Note the tension in the first rows: the base model has the best FID and precision but the worst within-prompt variety. Initialising from the unconditional prior trades a few FID points to lift recall from the mid-0.6s into the low-0.8s, the clearest single intervention in the whole study. CFG at $p{=}0.3$ lands in a similar place, but dropping $p$ to $0.1$ collapses the model entirely (precision 0.05): the conditioning-dropout rate is a cliff, not a slider. Smaller architectures, frozen backbones, and random horizontal flipping all underperformed.
What I took away
- The bottleneck is the matching, then it isn’t. Making nearest-neighbour search cheap (FAISS plus fused distances) is what makes conditional IMLE feasible at all, but once it’s fast, the matching machinery is no longer where the difficulty lives.
- Conditioning is a representation problem, and a diversity tax. A prompt only steers generation if its embedding is compatible with the generator’s latent space (FiLM works, noisy StyleGAN injection doesn’t), and even when it works, conditioning trades coverage for fidelity unless you fight to keep it.
- The strongest lever was a good prior. Initialising from an unconditional IMLE model, not a fancier loss, did the most to restore diversity, with light CLIP+L2 guidance and a well-tuned CFG dropout as supporting acts.

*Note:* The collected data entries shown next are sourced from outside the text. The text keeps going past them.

PR #256, opened 2022-01-24
[LMS-455] Test for migrationjournal existence directly

bradbanister:


bradbanister:
Tested on both mssql and postgresql, from empty db, to partially migrated, to fully migrated.

stephenfuqua (approved):

PR #263, opened 2022-01-28
[LMS-436] Improved Integration Testing

stephenfuqua:


stephenfuqua:
When squashing this, we don't need to keep all the commit history with "Diagnosing..." etc.

src/lms-ds-loader/tests_integration_mssql/conftest.py
```diff
@@ -15,23 +19,85 @@
...
 )
 
+load_dotenv()
 
-def _new_mssql_adapter() -> Adapter:
-    # TODO: create method for injecting these values, for test
-    return create_mssql_adapter_with_integrated_security(
-        "localhost", "test_integration_lms_toolkit", 1433, False, False
+
+def pytest_addoption(parser):
```
stephenfuqua, line 28: The build.py script has command arguments for passing values into the tests, to support the Harmonizer. But the same scripts should also work with the DS Loader integration tests. This forced me to add the parser rules here, otherwise executing the DS Loader integration tests from build.py fails. So now I've actually taken care of https://tracker.ed-fi.org/browse/LMS-437

bradbanister (approved):
Looks good, all tests pass locally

- Several intuitive ideas reliably backfired: heavy CLIP loss, unit-normalised embeddings, low-dimensional projections, coarse text quantisation, and conditional-StyleGAN noise injection each cost quality, diversity, or both.
Every run, metric curve, and qualitative grid is public on Weights & Biases (organised into per-experiment reports), and the implementation, committed feature by feature, is on GitHub.